Hi. My name is Adam.

The danger of overworked journalists

Posted in Uncategorized by adambsullivan on March 17, 2010

Last week in Iowa City, I spoke with Sen. Chuck Grassley about health care reform. He tossed around a lot of numbers — for example, proposed legislation would grow government by $2.5 trillion, delegate more than 1,600 new authorities to the Department of Health and Humans Services, and would raid $52 billion from Social Security premiums. Sometimes he cited the Congressional Budget Office. Sometimes he just said the numbers.

Being a busy guy in the newsroom (in addition to reporting and writing a couple stories a week, I handle social media, do some multimedia, and work as an assistant news editor), I don’t have time to verify all of Grassley’s claims. Accordingly, I didn’t include the numbers in my story.

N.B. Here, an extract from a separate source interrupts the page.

PR #326, opened 2020-09-21
CUPTI fork() Handling Hotfix

blue42u:
Also adds a big comment with a description of the issue.

@jmellorcrummey Edit the comments as necessary if I missed something.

The reporter from my paper’s primary competitor — who I know writes as many as five articles a day — also didn’t have time to verify the numbers. But that didn’t stop him from including them.

Printing unverified numbers isn’t just a local problem, though. Iowa politician Tom Fiegen points out that even at the national level, reporters stretched thin by dwindling newsroom resources often go to press with facts and figures straight from politicians mouths.

On one hand, small newsroom staffs make us efficient and ensures journalists are working hard. On the other hand, it’s detrimental to public affairs reporting.

A recent study in Australia found that more than half of news articles stem from some kind of public relations material. That’s the product of reporters having to complete more tasks than they’ve traditionally done. One Australian newspaper editor said:

“It’s very difficult I think, given the way resources have drifted from journalism to public relations over the past 30 years, to break away as much as you really want to … I guess I’m implying, the number of people who go to communications school and go into PR over the years has increased and the number in journalism has shrunk even more dramatically.”

Especially in the health care debate, that leads to a misinformed and uninformed public. It’s hard enough to track political discourse; to have to dig through bullshit filtered to you by newspapers is too much for many citizens to do.

On the bright side, I’m sure there’s a fun “strategic communications” job waiting for me after graduation.